Inspiration
Large gatherings—concerts, festivals, sports events, rallies—are exciting but can quickly become unsafe when crowd density rises or movement becomes chaotic. Tragic incidents around the world have shown how quickly overcrowding can escalate into crushes or stampedes. We wanted to create a tool that could predict danger before it happens and give organizers a simple, real-time way to monitor crowd safety using the cameras they already have.
What it does
CrowdGuard AI uses real-time video analysis to detect people in a scene, estimate crowd density, monitor movement patterns, and assign a risk level (low/medium/high). When the app detects potential overcrowding or irregular flow, it generates alerts so security teams or event organizers can act early. Detects humans in live video feeds
Tracks movement and identifies clusters
Estimates density and flow
Highlights high-risk zones
Generates visual overlays for clear understanding
Sends early warnings to prevent crowd disasters
How we built it
How we built it
We built CrowdGuard AI using an AI-driven computer-vision pipeline:
Object Detection – A deep learning model (e.g., YOLO) identifies people in each frame.
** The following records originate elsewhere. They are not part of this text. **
PR #81, opened 2018-11-19
Some fixes I didn't tried to upstream yet

karolherbst:
some minor fixes.


AlexeySotkin:
LGTM.
I think the failures in travis-ci are caused by outdated (Nov 11) llvm packages used for "external" builds.

karolherbst:
yeah, the packages are still at revision 346579 for whatever reason. Maybe the package task doesn't build as nightly as the name suggests?

karolherbst:
nvm, that is just trusty which is outdated *sigh*

PR #86, opened 2018-11-22
travis: move to xenial

karolherbst:
With xenial we get more up to date nightly packages.

UPDATE: seems like it takes some minutes until we get workers, but seems good enough for now


karolherbst:
seems like on xenial the external builds with clang are passing now as well. Probably this was caused by some stupid runtime issue.

PR #91, opened 2018-11-28
Fix unresolved temporary MDNode processing function declarations

sergey-semenov:


lib/SPIRV/SPIRVToLLVMDbgTran.cpp
```diff
@@ -528,9 +528,12 @@ DINode *SPIRVToLLVMDbgTran::transFunctionDecl(const SPIRVExtInst *DebugInst) {
   if (isa<DICompositeType>(Scope) || isa<DINamespace>(Scope))
     DIS = Builder.createMethod(Scope, Name, LinkageName, File, LineNo, Ty, 0, 0,
                                nullptr, Flags, SPFlags);
-  else
-    DIS = Builder.createFunction(Scope, Name, LinkageName, File, LineNo, Ty, 0,
-                                 Flags, SPFlags);
+  else {
```
AlexeySotkin: @sergey-semenov, could you add a comment explaining why we need to go through a temporary node.

PR #93, opened 2018-12-04
Do not include image access qualifier in kernel_arg metadata

svenvh:
According to OpenCL 2.0 Table 5.21:

  The type name returned will be the argument type name as it was
  declared with any whitespace removed. [...] The argument type
  name returned does not include any type qualifiers.


AlexeySotkin:
LGTM, Thanks!

PR #190, opened 2019-05-13
Translate annotate attribute

vmaksimo:
This patch implements translation of LLVM IR var/ptr.annotation intrinsic to SPIR-V UserSemantic decoration.
Example of code with annotate attribute:
`[[clang::annotate("{FOO}")]] int a;`

### DIFF
--- a/lib/SPIRV/SPIRVReader.cpp
+++ b/lib/SPIRV/SPIRVReader.cpp
@@ -2247,6 +2247,8 @@ void generateIntelFPGAAnnotation(const SPIRVEntry *E,
     Out << "{pump:1}";
   if (E->hasDecorate(DecorationDoublepumpINTEL))
     Out << "{pump:2}";
+  if (E->hasDecorate(DecorationUserSemantic))
+    Out << E->getDecorationStringLiteral(DecorationUserSemantic);
 }
 
 void generateIntelFPGAAnnotationForStructMember(
@@ -2273,6 +2275,9 @@ void generateIntelFPGAAnnotationForStructMember(
     Out << "{pump:1}";
   if (E->hasMemberDecorate(DecorationDoublepumpINTEL, 0, MemberNumber))
     Out << "{pump:2}";
+  if (E->hasMemberDecorate(DecorationUserSemantic, 0, MemberNumber))
+    Out << E->getMemberDecorationStringLiteral(DecorationUserSemantic,
+                                               MemberNumber);
 }
 
 void SPIRVToLLVM::transIntelFPGADecorations(SPIRVValue *BV, Value *V) {
--- a/lib/SPIRV/SPIRVWriter.cpp
+++ b/lib/SPIRV/SPIRVWriter.cpp
@@ -1142,8 +1142,12 @@ parseAnnotations(StringRef AnnotatedCode) {
                 .Case("memory", DecorationMemoryINTEL)
                 .Case("numbanks", DecorationNumbanksINTEL)
                 .Case("bankwidth", DecorationBankwidthINTEL)
-                .Case("max_concurrency", DecorationMaxconcurrencyINTEL);
-      Value = S;
+                .Case("max_concurrency", DecorationMaxconcurrencyINTEL)
+                .Default(DecorationUserSemantic);
+      if (Dec == DecorationUserSemantic)
+        Value = AnnotatedCode.substr(From, To + 1);
+      else
+        Value = S;
     }
 
     Decorates.push_back({Dec, Value});
@@ -1159,6 +1163,9 @@ void addIntelFPGADecorations(
     switch (I.first) {
     case DecorationMemoryINTEL:
       E->addDecorate(new SPIRVDecorateMemoryINTELAttr(E, I.second));
+      break;
+    case DecorationUserSemantic:
+      E->addDecorate(new SPIRVDecorateUserSemanticAttr(E, I.second));
       break;
     case DecorationRegisterINTEL:
     case DecorationSinglepumpINTEL:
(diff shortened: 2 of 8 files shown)


lib/SPIRV/SPIRVReader.cpp
```diff
@@ -2206,6 +2206,8 @@ void generateIntelFPGAAnnotation(const SPIRVEntry *E,
     Out << "{pump:1}";
   if (E->hasDecorate(DecorationDoublepumpINTEL))
     Out << "{pump:2}";
+  if (E->hasDecorate(DecorationUserSemantic))
```
AlexeySachkov: This decoration is a core spec feature and it is not related to intelfpga annotations. So, it looks a little bit strange to handle core functionality in this function

lib/SPIRV/SPIRVWriter.cpp
```diff
@@ -1313,8 +1324,12 @@ SPIRVValue *LLVMToSPIRV::transIntrinsicInst(IntrinsicInst *II,
 
     std::vector<std::pair<Decoration, std::string>> Decorations =
         parseAnnotations(AnnotationString);
-
-    addIntelFPGADecorations(SV, Decorations);
+    if (Decorations.empty()) {
```
AlexeySachkov: `DecorateUserSemantic` decoration is handled inside `parseAnnotations` function. So, as long as `AnnotationString` is not empty, `Decorations` will always contain something. What is the point of this `if` then?

lib/SPIRV/libSPIRV/SPIRVDecorate.cpp
```diff
@@ -91,6 +91,8 @@ void SPIRVDecorate::encode(spv_ostream &O) const {
     SPIRVDecorateLinkageAttr::encodeLiterals(Encoder, Literals);
   else if (Dec == DecorationMemoryINTEL)
     SPIRVDecorateMemoryINTELAttr::encodeLiterals(Encoder, Literals);
+  else if (Dec == DecorationUserSemantic)
```
AlexeySachkov: I think it is better to refactor this if-else chain into swtich...case statement

test/annotate_attribute.ll
```diff
@@ -0,0 +1,141 @@
...
+; Function Attrs: nounwind
+define spir_func void @_Z3foov() #3 {
+entry:
+  %var_one = alloca i32, align 4
+  %var_two = alloca i32, align 4
+  %var_three = alloca i8, align 1
+  %0 = bitcast i32* %var_one to i8*
+  call void @llvm.lifetime.start.p0i8(i64 4, i8* %0) #4
+  %var_one1 = bitcast i32* %var_one to i8*
+  ; CHECK-LLVM: call void @llvm.var.annotation(i8* %[[VAR1:[a-zA-Z0-9_]+]], i8* getelementptr inbounds ([3 x i8], [3 x i8]* [[STR1]], i32 0, i32 0), i8* undef, i32 undef)
```
AlexeySachkov: `STR1` is equal to `42`, while  `@.str.1` is equal to `annotate_attribute.cpp\00`, how does this test work?

lib/SPIRV/SPIRVWriter.cpp
vmaksimo: The only case for `DecorateUserSemantic` that is handled in `parseAnnotations` function is when `AnnotationString` contains arbitrary string in `{}` brackets. 
I can remove support of this case from `parseAnnotations`, so Decorations will be empty if `AnnotationString` contains any random string except the case with `{SOME_STRING}` - this situation causes assertion from StringSwitch in `parseAnnotations` function as it can't found correct match.

test/annotate_attribute.ll
vmaksimo: Didn't get your concern. The test is similar to existing tests on attributes translation, e.g. `IntelFPGAMemoryAttributes.ll`.

lib/SPIRV/SPIRVReader.cpp
vmaksimo: Agree. But now I have no ideas how to add this feature and not to duplicate whole `transIntelFPGADecorations` function, which functionality is fully used for UserSemantic translation to LLVM-IR.
Thinking about removing `IntelFPGA` from related function names, but it's cool solution too.

test/annotate_attribute.ll
AlexeySachkov: I'm just looking at llvm ir:

```
call void @llvm.var.annotation( ... @.str.1, ...)
; where @.str.1 is "annotate_attribute.cpp\00"
```
And your check:
```
call void @llvm.var.annotation( ... [[STR1]], ...)
; where STR1 is "42"
```

I wonder how does it work if you are checking for different annotation string

vmaksimo: The test checks only first two arguments of var/ptr.annotation intrinsic. 

The first argument is a pointer to a value, the second is a pointer to a global string with annotation.
The third argument `@.str.1` with source file name and the fourth argument with line number are not translated from SPIR-V to LLVM-IR, so they are not checked.

Numeration of `STR1, STR2, ...` is related only to global annotation strings, they are `'42', '{FOO}', ..`.

test/annotate_attribute.ll
```diff
@@ -0,0 +1,141 @@
...
+; CHECK-SPIRV: MemberDecorate {{[0-9]+}} 1 UserSemantic "128"
+; CHECK-SPIRV: MemberDecorate {{[0-9]+}} 0 UserSemantic "{baz}"
+
+target datalayout = "e-i64:64-v16:16-v24:32-v32:32-v48:64-v96:128-v192:256-v256:256-v512:512-v1024:1024"
+target triple = "spir64-unknown-linux"
+
+%class.anon = type { i8 }
+%struct.bar = type { i32, i8 }
+
+; CHECK-LLVM: [[STR1:@[a-zA-Z0-9_.]+]] = {{.*}}42
```
AlexeySotkin: I think it will be easier to understand the test if you rename this variable to STR, in order to match its name with IR counterpart.

AlexeySotkin:
I don't think that this is a correct usage if this decoration. Note that ID 5635 is reserved for `UserSemantic` and for `HlslSemanticGOOGLE`. And originally intention of this decoration was to "express user-defined and system semantic values for **shaders originally written in HLSL**". Moreover the spec requires that the variable being decorated must be in `Input` or `Output` storage class.

MrSidims:
@AlexeySotkin do you approve the PR after answer in https://github.com/KhronosGroup/SPIRV-Headers/issues/110 given?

Tracking – A multi-object tracker (e.g., ByteTrack) follows people across frames to understand movement.
Perspective Transform – Converts the camera view into a top-down “bird’s-eye view” for accurate spacing/density calculations.
Clustering & Density Analysis – Algorithms like DBSCAN group individuals and estimate crowd intensity.
Risk Scoring System – Combines density, clustering, and motion to calculate a color-coded risk level.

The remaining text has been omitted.